WORK REQUIRED:
Establish how many lines in the records below include the word "library"; respond with that number only.

GIVEN DATA:

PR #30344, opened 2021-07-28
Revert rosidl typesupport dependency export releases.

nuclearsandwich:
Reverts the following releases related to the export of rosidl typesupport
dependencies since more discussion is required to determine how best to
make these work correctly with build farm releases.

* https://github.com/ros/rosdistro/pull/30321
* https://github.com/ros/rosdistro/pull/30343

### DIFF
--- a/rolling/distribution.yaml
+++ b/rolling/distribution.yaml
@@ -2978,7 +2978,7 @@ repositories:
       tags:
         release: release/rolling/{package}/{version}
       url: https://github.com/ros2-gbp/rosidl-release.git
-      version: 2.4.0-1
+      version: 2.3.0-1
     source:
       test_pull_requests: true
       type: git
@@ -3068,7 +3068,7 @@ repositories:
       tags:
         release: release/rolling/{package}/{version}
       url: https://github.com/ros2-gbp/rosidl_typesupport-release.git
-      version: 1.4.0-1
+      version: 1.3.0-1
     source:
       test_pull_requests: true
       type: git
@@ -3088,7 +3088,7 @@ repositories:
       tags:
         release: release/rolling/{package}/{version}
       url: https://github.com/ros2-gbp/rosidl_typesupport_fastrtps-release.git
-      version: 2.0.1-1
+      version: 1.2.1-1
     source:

--

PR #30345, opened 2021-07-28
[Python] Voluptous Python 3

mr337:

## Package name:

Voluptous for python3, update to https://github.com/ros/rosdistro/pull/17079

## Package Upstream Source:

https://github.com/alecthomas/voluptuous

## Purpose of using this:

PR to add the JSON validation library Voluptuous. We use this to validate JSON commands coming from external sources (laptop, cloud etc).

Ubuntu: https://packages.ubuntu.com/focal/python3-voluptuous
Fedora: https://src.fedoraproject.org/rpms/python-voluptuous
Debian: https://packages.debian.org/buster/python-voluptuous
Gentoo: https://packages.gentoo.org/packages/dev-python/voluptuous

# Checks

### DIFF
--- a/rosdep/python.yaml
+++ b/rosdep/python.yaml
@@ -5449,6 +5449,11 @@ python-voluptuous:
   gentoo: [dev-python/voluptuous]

---

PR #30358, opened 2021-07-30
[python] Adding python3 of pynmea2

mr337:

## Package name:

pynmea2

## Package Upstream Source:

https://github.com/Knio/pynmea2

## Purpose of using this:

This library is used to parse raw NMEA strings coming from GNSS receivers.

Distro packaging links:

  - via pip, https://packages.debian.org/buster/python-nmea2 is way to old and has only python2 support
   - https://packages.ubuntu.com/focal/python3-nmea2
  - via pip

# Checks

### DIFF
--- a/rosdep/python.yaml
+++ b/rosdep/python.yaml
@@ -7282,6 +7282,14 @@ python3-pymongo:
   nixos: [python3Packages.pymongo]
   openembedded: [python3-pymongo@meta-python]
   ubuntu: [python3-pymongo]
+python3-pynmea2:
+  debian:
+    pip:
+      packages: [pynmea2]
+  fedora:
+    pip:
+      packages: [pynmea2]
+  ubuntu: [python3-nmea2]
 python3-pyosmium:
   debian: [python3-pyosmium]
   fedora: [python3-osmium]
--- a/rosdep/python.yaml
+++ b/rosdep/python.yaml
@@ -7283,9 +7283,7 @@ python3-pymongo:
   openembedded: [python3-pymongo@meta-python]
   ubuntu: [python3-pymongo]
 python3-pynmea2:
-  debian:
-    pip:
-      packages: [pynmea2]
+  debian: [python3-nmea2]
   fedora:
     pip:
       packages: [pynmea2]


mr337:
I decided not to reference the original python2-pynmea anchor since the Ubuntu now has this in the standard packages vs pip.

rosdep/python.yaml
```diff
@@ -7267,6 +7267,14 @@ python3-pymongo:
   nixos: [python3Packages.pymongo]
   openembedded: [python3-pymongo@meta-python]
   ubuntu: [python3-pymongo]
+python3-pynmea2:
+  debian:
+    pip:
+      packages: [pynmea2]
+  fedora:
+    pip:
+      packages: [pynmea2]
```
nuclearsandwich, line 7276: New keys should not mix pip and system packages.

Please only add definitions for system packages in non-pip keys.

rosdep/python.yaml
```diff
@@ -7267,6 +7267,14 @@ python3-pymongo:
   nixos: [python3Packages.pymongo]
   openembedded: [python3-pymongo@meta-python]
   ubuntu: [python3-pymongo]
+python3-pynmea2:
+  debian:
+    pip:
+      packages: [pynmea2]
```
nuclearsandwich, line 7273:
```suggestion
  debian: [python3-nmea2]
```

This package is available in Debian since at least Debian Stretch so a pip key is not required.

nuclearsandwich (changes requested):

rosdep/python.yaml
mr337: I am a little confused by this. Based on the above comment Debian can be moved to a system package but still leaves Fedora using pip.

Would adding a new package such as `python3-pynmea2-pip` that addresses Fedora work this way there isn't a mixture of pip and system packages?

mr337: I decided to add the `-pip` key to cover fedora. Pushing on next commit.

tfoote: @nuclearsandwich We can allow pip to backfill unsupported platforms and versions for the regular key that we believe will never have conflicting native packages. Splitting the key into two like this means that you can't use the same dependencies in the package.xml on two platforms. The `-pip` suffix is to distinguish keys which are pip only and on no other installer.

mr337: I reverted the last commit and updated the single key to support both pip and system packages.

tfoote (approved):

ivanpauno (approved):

FINISHED TASK:
2